Now that KM_SLEEP is not defined as GFP_NOFS there is the possibility
of synchronous reclaim deadlocks. These deadlocks never existed in the
original OpenSolaris code because all memory reclaim on Solaris is done
asyncronously. Linux does both synchronous (direct) and asynchronous
(indirect) reclaim.
This commit addresses a deadlock caused by inode eviction. A KM_SLEEP
allocation may trigger direct memory reclaim and shrink the inode cache.
This can occur while a mutex in the array of ZFS_OBJ_HOLD mutexes is
held. Through the ->shrink_icache_memory()->evict()->zfs_inactive()->
zfs_zinactive() call path the same mutex may be reacquired resulting
in a deadlock. To avoid this deadlock the process must not reacquire
the mutex when it is already holding it.
This is a reasonable fix for now but longer term the ZFS_OBJ_HOLD
mutex locking should be reevaluated. This infrastructure already
prevents us from ever using the Linux lock dependency analysis tools,
and it may limit scalability.
It used to be the case that all KM_SLEEP allocations were GFS_NOFS.
Unfortunately this often resulted in the kernel being unable to
reclaim the ARC, inode, and dentry caches in a timely manor.

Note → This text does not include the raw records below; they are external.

PR #213, opened 2021-12-07
Better support for openshift single node

SchSeba:
This PR allows to still pause the MCP when running on OCP even if it's a single node with no drain option.

Another change is to the sriovOperatorConfig to mark the DisableDrain when there is only one node in the cluster

### DIFF
--- a/controllers/sriovoperatorconfig_controller.go
+++ b/controllers/sriovoperatorconfig_controller.go
@@ -78,6 +78,11 @@ func (r *SriovOperatorConfigReconciler) Reconcile(ctx context.Context, req ctrl.
 		Name: constants.DEFAULT_CONFIG_NAME, Namespace: namespace}, defaultConfig)
 	if err != nil {
 		if errors.IsNotFound(err) {
+			singleNode, err := utils.IsSingleNodeCluster(r.Client)
+			if err != nil {
+				return reconcile.Result{}, fmt.Errorf("Couldn't check the anount of nodes in the cluster")
+			}
+
 			// Default Config object not found, create it.
 			defaultConfig.SetNamespace(namespace)
 			defaultConfig.SetName(constants.DEFAULT_CONFIG_NAME)
@@ -86,7 +91,9 @@ func (r *SriovOperatorConfigReconciler) Reconcile(ctx context.Context, req ctrl.
 				EnableOperatorWebhook:    func() *bool { b := enableAdmissionController; return &b }(),
 				ConfigDaemonNodeSelector: map[string]string{},
 				LogLevel:                 2,
+				DisableDrain:             singleNode,
 			}
+
 			err = r.Create(context.TODO(), defaultConfig)
 			if err != nil {
 				logger.Error(err, "Failed to create default Operator Config", "Namespace",
--- a/main.go
+++ b/main.go
@@ -232,6 +232,12 @@ func createDefaultOperatorConfig(cfg *rest.Config) error {
 	if err != nil {
 		return fmt.Errorf("Couldn't create client: %v", err)
 	}
+
+	singleNode, err := utils.IsSingleNodeCluster(c)
+	if err != nil {
+		return fmt.Errorf("Couldn't check the anount of nodes in the cluster")
+	}
+
 	enableAdmissionController := os.Getenv("ENABLE_ADMISSION_CONTROLLER") == "true"
 	config := &sriovnetworkv1.SriovOperatorConfig{
 		Spec: sriovnetworkv1.SriovOperatorConfigSpec{
@@ -239,6 +245,7 @@ func createDefaultOperatorConfig(cfg *rest.Config) error {
 			EnableOperatorWebhook:    func() *bool { b := enableAdmissionController; return &b }(),
 			ConfigDaemonNodeSelector: map[string]string{},
 			LogLevel:                 2,
+			DisableDrain:             singleNode,
 		},
 	}
 	name := "default"
--- a/pkg/daemon/daemon.go
+++ b/pkg/daemon/daemon.go
@@ -498,24 +498,26 @@ func (dn *Daemon) nodeStateSyncHandler(generation int64) error {
 	}
 
 	if reqDrain {
-		ctx, cancel := context.WithCancel(context.TODO())
-		defer cancel()
+		if !dn.disableDrain {
+			ctx, cancel := context.WithCancel(context.TODO())
+			defer cancel()
 
-		glog.Infof("nodeStateSyncHandler(): get drain lock for sriov daemon")
-		done := make(chan bool)
-		go dn.getDrainLock(ctx, done)
-		<-done
-
-		glog.Infof("nodeStateSyncHandler(): pause MCP")
-		if err := dn.pauseMCP(); err != nil {
-			return err
+			glog.Infof("nodeStateSyncHandler(): get drain lock for sriov daemon")
+			done := make(chan bool)
+			go dn.getDrainLock(ctx, done)
+			<-done
 		}
 
-		if !dn.disableDrain {
-			glog.Info("nodeStateSyncHandler(): drain node")
-			if err := dn.drainNode(); err != nil {
+		if utils.ClusterType == utils.ClusterTypeOpenshift {
+			glog.Infof("nodeStateSyncHandler(): pause MCP")
+			if err := dn.pauseMCP(); err != nil {
 				return err
 			}
+		}
+
+		glog.Info("nodeStateSyncHandler(): drain node")
+		if err := dn.drainNode(); err != nil {
+			return err
 		}
 	}
 
@@ -819,13 +821,8 @@ func (dn *Daemon) getDrainLock(ctx context.Context, done chan bool) {
 }
 
 func (dn *Daemon) pauseMCP() error {
-	glog.Info("pauseMCP(): check if pausing MCP is possible")
+	glog.Info("pauseMCP(): pausing MCP")
 	var err error
-
-	if utils.ClusterType != utils.ClusterTypeOpenshift {
-		glog.Infof("pauseMCP(): skipping MCP pause as the cluster is not an openshift cluster")
-		return nil
-	}
 
 	mcpInformerFactory := mcfginformers.NewSharedInformerFactory(dn.mcClient,
 		time.Second*30,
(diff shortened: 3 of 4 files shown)


controllers/sriovoperatorconfig_controller.go
```diff
@@ -78,6 +78,14 @@ func (r *SriovOperatorConfigReconciler) Reconcile(ctx context.Context, req ctrl.
...
 	if err != nil {
 		if errors.IsNotFound(err) {
+			// Check if we only have one node
+			nodeList := &corev1.NodeList{}
+			err = r.List(context.TODO(), nodeList)
+			if err != nil {
+				return reconcile.Result{}, err
+			}
+
+			disableDrain := len(nodeList.Items) == 1
```
browsell, line 88: We should check that the the controlPlaneTopology = SingleReplica

controllers/sriovoperatorconfig_controller.go
```diff
@@ -78,6 +78,14 @@ func (r *SriovOperatorConfigReconciler) Reconcile(ctx context.Context, req ctrl.
 		Name: constants.DEFAULT_CONFIG_NAME, Namespace: namespace}, defaultConfig)
 	if err != nil {
 		if errors.IsNotFound(err) {
+			// Check if we only have one node
```
zshi-redhat, line 81: This error won't be triggered unless user delete the default SriovOperatorConfig explicitly. Is it what we want? The default SriovOperatorConfig is created by OperatorConfig controller: https://github.com/k8snetworkplumbingwg/sriov-network-operator/blob/master/main.go#L154

Do we need to consider the upgrade scenario? e.g. from lower version to 4.10 which contains this fix. If not, I think adding the disableDrain setting in the above 154 line shall be sufficient.

controllers/sriovoperatorconfig_controller.go
SchSeba: The `machineconfiguration.openshift.io/controlPlaneTopology: SingleReplica` is a MCO label. I want this feature to work also for plain k8s

controllers/sriovoperatorconfig_controller.go
SchSeba: @zshi-redhat thanks! I miss that file!

I will like to also work on updates so I put the change in both places.

The reason I put it on both places is a was able to make a race from when I install the operator + a policy and until there is a reconcile to add the skip

controllers/sriovoperatorconfig_controller.go
```diff
@@ -99,6 +100,25 @@ func (r *SriovOperatorConfigReconciler) Reconcile(ctx context.Context, req ctrl.
...
+	nodeList := &corev1.NodeList{}
+	err = r.List(context.TODO(), nodeList)
+	if err != nil {
+		logger.Error(err, "Failed to list nodes")
+		return reconcile.Result{}, err
+	}
+
+	// Update the disableDrain field if needed
+	if len(nodeList.Items) == 1 && !defaultConfig.Spec.DisableDrain {
+		defaultConfig.Spec.DisableDrain = true
```
e0ne, line 113: Please, add logging here. We need to let users know that configuration is changed

main.go
```diff
@@ -232,13 +233,23 @@ func createDefaultOperatorConfig(cfg *rest.Config) error {
 	if err != nil {
 		return fmt.Errorf("Couldn't create client: %v", err)
 	}
+
+	// Check if we only have one node
```
e0ne, line 237: Actually this commit message doesn't align with a code below

controllers/sriovoperatorconfig_controller.go
```diff
@@ -99,6 +100,25 @@ func (r *SriovOperatorConfigReconciler) Reconcile(ctx context.Context, req ctrl.
 		return reconcile.Result{}, err
 	}
 
+	// Check if we only have one node
```
e0ne, line 103: The same comment a for main.go change. Do we want to move this check to pkg.utils module as 'GetNodesConut' function?

e0ne (changes requested):

controllers/sriovoperatorconfig_controller.go
adrianchiris: this is a one way switch, what if the cluster scales down to one then scales up to more that 1 node ?

pkg/daemon/daemon.go
```diff
@@ -497,11 +497,26 @@ func (dn *Daemon) nodeStateSyncHandler(generation int64) error {
...
+		done := make(chan bool)
+		go dn.getDrainLock(ctx, done)
+		<-done
+
+		glog.Infof("nodeStateSyncHandler(): pause MCP")
+		if err := dn.pauseMCP(); err != nil {
 			return err
 		}
+
+		if !dn.disableDrain {
```
pliurh, line 514: It is better to keep this check consistent between function `drainNode` and `completeDrain`. Either put this check in both the functions or out of both.

controllers/sriovoperatorconfig_controller.go
SchSeba: done can you please have another look?

pkg/daemon/daemon.go
SchSeba: done can you please have another look?

SchSeba:
Hi @e0ne @pliurh @adrianchiris can you please give this another look?

controllers/sriovoperatorconfig_controller.go
adrianchiris: > This function is only if the config doesn't exist this means on install time or if the user for some reason removes this file.

This is not under the if block at L80, so it will be executed every time Reconcile is called.
maybe user put some configuration, then cluster scaled down (to 1) and operator restarted. this logic would then change the user configuration. later on cluster scaled up and we ended up with drain disabled.

So Here are my thoughts:
1. we document that in case of a single Node cluster, the user should explicitly set DisableDrain 
2. we do this logic only when creating the default object (within if statement block in L80)

pkg/daemon/daemon.go
```diff
@@ -801,99 +816,109 @@ func (dn *Daemon) getDrainLock(ctx context.Context, done chan bool) {
...
+func (dn *Daemon) pauseMCP() error {
+	glog.Info("pauseMCP(): check if pausing MCP is possible")
 	var err error
-	ctx, cancel := context.WithCancel(context.TODO())
-	defer cancel()
 
-	done := make(chan bool)
-	go dn.getDrainLock(ctx, done)
-	<-done
+	if utils.ClusterType != utils.ClusterTypeOpenshift {
```
adrianchiris, line 823: should we move (and inverse) this check to daemon.go L510 ? and only call pauseMCP in openshift cluster ?

pkg/utils/cluster.go
```diff
@@ -0,0 +1,26 @@
...
+func IsSingleNodeCluster(c client.Client) (bool, error) {
+	nodeList := &corev1.NodeList{}
+	err := c.List(context.TODO(), nodeList)
+	if err != nil {
+		glog.Errorf("Failed to list nodes: %v", err)
+		return false, err
+	}
+
+	if len(nodeList.Items) == 1 {
+		glog.Infof("only one node found in the cluster marking disableDrain as true")
```
adrianchiris, line 21: nit: i dont think this log is needed.

if you want to keep it, please update the message as disableDrain is now out of context.

controllers/sriovoperatorconfig_controller.go
adrianchiris: nit: i think reading L104 is pretty clear, you can drop this comment if you like.

main.go
adrianchiris: nit: i think reading L237 is pretty clear, you can drop this comment if you like.

adrianchiris:
@SchSeba might be a dumb question, but why do we want to disable drain on a single node cluster ? :)
critical services are daemonsets (usually) and these wont go away right ?

SchSeba:
Hi @adrianchiris there are cases when the user have a 1 node cluster and deploy some applications using `pod disruption budget` for example that is the case in openshift we have some platform pods using the PDB so the drain will never finish and the operator will just stuck trying to drain the node.

controllers/sriovoperatorconfig_controller.go
SchSeba: I also prefer 2 changing the code as requested

main.go
SchSeba: done

controllers/sriovoperatorconfig_controller.go
SchSeba: done

pkg/daemon/daemon.go
SchSeba: sure no problem

pkg/utils/cluster.go
SchSeba: I will like to leave the message makes debug easier :)

I just change the comment

pkg/daemon/daemon.go
```diff
@@ -497,9 +497,24 @@ func (dn *Daemon) nodeStateSyncHandler(generation int64) error {
...
 	}
 
-	if reqDrain && !dn.disableDrain {
+	if reqDrain {
+		ctx, cancel := context.WithCancel(context.TODO())
+		defer cancel()
+
+		glog.Infof("nodeStateSyncHandler(): get drain lock for sriov daemon")
+		done := make(chan bool)
+		go dn.getDrainLock(ctx, done)
```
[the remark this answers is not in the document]
pliurh: I think it is a minor issue. If the cluster is a single node cluster, there is no other node that needs to wait for the lock. For multi-node clusters, this flag is mainly for testing. The drawback is that, as the `LeaseDuration` is 5s, we will have to waste 5s on each node when it requires draining.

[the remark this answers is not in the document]
adrianchiris: ack thx @pliurh  ! id prefer to condition on (disableDrain or Openshift ) to avoid api calls for the lease and the 5s delay per node.

main.go
adrianchiris: > done

done and not removed ? :)

pkg/daemon/daemon.go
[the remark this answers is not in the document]
SchSeba: @adrianchiris done please have a look I also test it internally

main.go
SchSeba: sorry about that

adrianchiris:
Failure related to #218

zshi-redhat:
> 

Fix proposed in #219

SchSeba:
Hi @adrianchiris anything we are missing here or we can merge this PR?

adrianchiris (approved):
Thanks for the reminder @SchSeba ! LGTM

The fix was to make KM_SLEEP a GFP_KERNEL allocation in the SPL.
However, this increases the posibility of deadlocking the system
on a zfs write thread. If a zfs write thread attempts to perform
an allocation it may trigger synchronous reclaim. This reclaim
may attempt to flush dirty data/inode to disk to free memory.
Unforunately, this write cannot finish because the write thread
which would handle it is holding the previous transaction open.
Deadlock.
To avoid this all allocations in the zfs write thread path must
use KM_PUSHPAGE which prohibits synchronous reclaim for that
thread. In this way forward progress in ensured. The risk
with this change is I missed updating an allocation for the
write threads leaving an increased posibility of deadlock. If
any deadlocks remain they will be unlikely but we'll have to
make sure they all get fixed.
Register the missing .remount_fs handler. This handler isn't strictly
required because the VFS does a pretty good job updating most of the
MS_* flags. However, there's no harm in using the hook to call the
registered zpl callback for various MS_* flags. Additionaly, this
allows us to lay the ground work for more complicated argument parsing
in the future.
Register the missing .sync_fs handler. This is a noop in most cases
because the usual requirement is that sync just be initiated. As part
of the DMU's normal transaction processing txgs will be frequently
synced. However, when the 'wait' flag is set the requirement is that
.sync_fs must not return until the data is safe on disk. With the
addition of the .sync_fs handler this is now properly implemented.